Cette année va être difficile. Les marques de luxe ont perdu beaucoup d’argent, avec une économie mondiale à l’arrêt durant plusieurs mois qui a des difficultés à reprendre. Elles avaient déjà été affaiblies en France lors de la crise des gilets jaunes et des grèves qui ont précédé le Covid.  Les ventes seront d’autant moins importantes cette année que les acheteurs n’iront pas au défilé, et sont encore dans une position d’attentisme avec d’important stocks d’invendus dont ils négocient le retour. Les prochains mois pourraient voir la faillite de nombreuses enseignes comme de marques et sonner le glas de plusieurs années de croissance. Les consommateurs sont aussi sous pression et la priorité notamment en Europe ou aux États-Unis ne sera probablement pas donnée au luxe et à la mode notamment.  Pourtant, les nouvelles venant de l’Asie malgré des reconfinements partiaux sont prometteuses et la demande a repris, simplement plus locale.  Aux marques d’agir, d’ajuster leurs modèles de croissance et résister tout en innovant.
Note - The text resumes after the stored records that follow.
PR #433, opened 2026-04-13
Manchester | 26-ITP-Jan | Mehroz Munir | Sprint 2| Book Library

MehrozMunir:
## Learners, PR Template

Self checklist

## Changelist

I have tried to make the book library website more interactive, added validation for the input fields, and resolved the bugs in rendering and adding data.

### DIFF
--- a/debugging/book-library/index.html
+++ b/debugging/book-library/index.html
@@ -1,20 +1,20 @@
 <!DOCTYPE html>
-<html>
+<html lang="en">
   <head>
-    <title> </title>
     <meta
-      charset="utf-8"
+      charset="utf-8" >
+    <meta
       name="viewport"
-      content="width=device-width, initial-scale=1.0"
-    />
+      content="width=device-width, initial-scale=1.0" >
+    <title>My Book Library</title>
     <script src="https://ajax.googleapis.com/ajax/libs/jquery/3.4.1/jquery.min.js"></script>
     <script src="https://cdnjs.cloudflare.com/ajax/libs/popper.js/1.16.0/umd/popper.min.js"></script>
     <script src="https://maxcdn.bootstrapcdn.com/bootstrap/4.4.1/js/bootstrap.min.js"></script>
     <link
       rel="stylesheet"
       href="https://maxcdn.bootstrapcdn.com/bootstrap/4.4.1/css/bootstrap.min.css"
-    />
-    <link rel="stylesheet" type="text/css" href="style.css" />
+    >
+    <link rel="stylesheet" type="text/css" href="style.css" >
   </head>
 
   <body>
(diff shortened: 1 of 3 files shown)


debugging/book-library/index.html
cjyuan, line 1: According to https://validator.w3.org/, there is an error in your `index.html`. Can you fix it?

debugging/book-library/script.js
```diff
@@ -1,14 +1,13 @@
 let myLibrary = [];
```
cjyuan: Could consider declaring it using `const`.

debugging/book-library/script.js
```diff
@@ -20,26 +19,38 @@ function populateStorage() {
...
   ) {
     alert("Please fill all fields!");
     return false;
   } else {
-    let book = new Book(title.value, title.value, pages.value, check.checked);
-    library.push(book);
+    const book = new Book(
+      titleInput.value,
+      authorInput.value,
+      pagesInput.value,
```
cjyuan, line 47: `.value` is a string, and a user can enter a value such as `"1.4e2"` (a numerical value equals to 140) in the input field.

debugging/book-library/script.js
```diff
@@ -51,51 +62,49 @@ function Book(title, author, pages, check) {
...
+    changeButton.className = "btn btn-success";
+    wasReadCell.appendChild(changeButton);
     let readStatus = "";
-    if (myLibrary[i].check == false) {
-      readStatus = "Yes";
-    } else {
-      readStatus = "No";
-    }
-    changeBut.innerText = readStatus;
+    myLibrary[i].check ? (readStatus = "Yes") : (readStatus = "No");
```
cjyuan: Normally way to use `? :` is:

`readStatus = myLibrary[i].check ? "Yes" : "No";`

`condition ? v1 : v2` is an **expression**. It evaluates to `v1` if `condition` is true, and to `v2` `if condition` is false.

debugging/book-library/script.js
MehrozMunir: Yes, that's true. I have resolved this issue by converting this back to a number when rendering this value, as shown here

` pagesCell.textContent = Number(myLibrary[i].pages); //line 81 of script.js`

MehrozMunir:
@cjyuan  Thank you for your useful feedback. I have made the changes you mentioned in the comments. Can you please review the code now.
Thanks

debugging/book-library/script.js
```diff
@@ -51,51 +62,49 @@ function Book(title, author, pages, check) {
...
-    pagesCell.innerHTML = myLibrary[i].pages;
+    const row = tableBody.insertRow();
+    const titleCell = row.insertCell(0);
+    const authorCell = row.insertCell(1);
+    const pagesCell = row.insertCell(2);
+    const wasReadCell = row.insertCell(3);
+    const deleteCell = row.insertCell(4);
+    titleCell.textContent = myLibrary[i].title;
+    authorCell.textContent = myLibrary[i].author;
+    pagesCell.textContent = Number(myLibrary[i].pages);
```
cjyuan: This may work for this app, but it is a dangerous practice.

A better place to ensure `pages` are number is in the Book constructor (line 60).

cjyuan (commented):
Changes look good.

debugging/book-library/script.js
MehrozMunir: Yes thanks for highlighting that. 
I have done that now.

`this.pages = Number(pages);`

illicitonion:

PR #437, opened 2026-04-14
Sheffield | 26-ITP-jan | Richard Frimpong | Sprint 2 | Book Library

Richiealx:
## Learners, PR Template

Self checklist

- [x] My changes follow the style guide

## Changelist

This PR fixes the bugs in the Book Library debugging project for Sprint 2 of the Data Flows module.

Changes made:
- fixed initial rendering so books display on page load
- fixed form submission so new books are added to `myLibrary`
- fixed validation to require title, author, and a valid page count
- fixed author field bug so the correct author is stored
- stored page count as a number instead of a string
- fixed read status so it displays correctly
- fixed toggle button behaviour for read/unread
- fixed delete functionality so books are removed correctly
- improved variable naming for DOM elements
- cleaned up table rendering to use `tbody`
- corrected invalid HTML input types and improved basic HTML validation

### DIFF
--- a/debugging/book-library/script.js
+++ b/debugging/book-library/script.js
@@ -7,48 +7,47 @@ window.addEventListener("load", function () {
 
 function populateStorage() {
   if (myLibrary.length === 0) {
-    const book1 = new Book("Robinson Crusoe", "Daniel Defoe", "252", true);
+    const book1 = new Book("Robinson Crusoe", "Daniel Defoe", 252, true);
     const book2 = new Book(
       "The Old Man and the Sea",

De nombreux enjeux stratégiques sont à mener afin de passer ce nouveau cap, et cette nouvelle crise de magnitude inédite. De nombreuses opportunités et chantiers sont à entreprendre sans attendre, faute d’une mise en danger de nombreuses marques qui pourrait leur être fatale. Parmi ces chantiers comptent la digitalisation tous azimuts de nombreux processus transversaux des sociétés, l’adoption d’une vraie démarche vis-à-vis du développement durable, la (re)localisation des économies suite à l’arrêt des voyages notamment venant de l’Asie, un meilleur équilibre entre les différents canaux de distribution (vente au détail, commerce en ligne, etc.), mais surtout le développement accru des écosystèmes de marque avec une monétisation croissante des services et des expériences vs simplement la commercialisation de produits dans des marchés saturés par l’offre.

Il n’y a plus qu’à prolonger un effort que la plupart ont très rapidement initié et transformer l’essai. Good luck!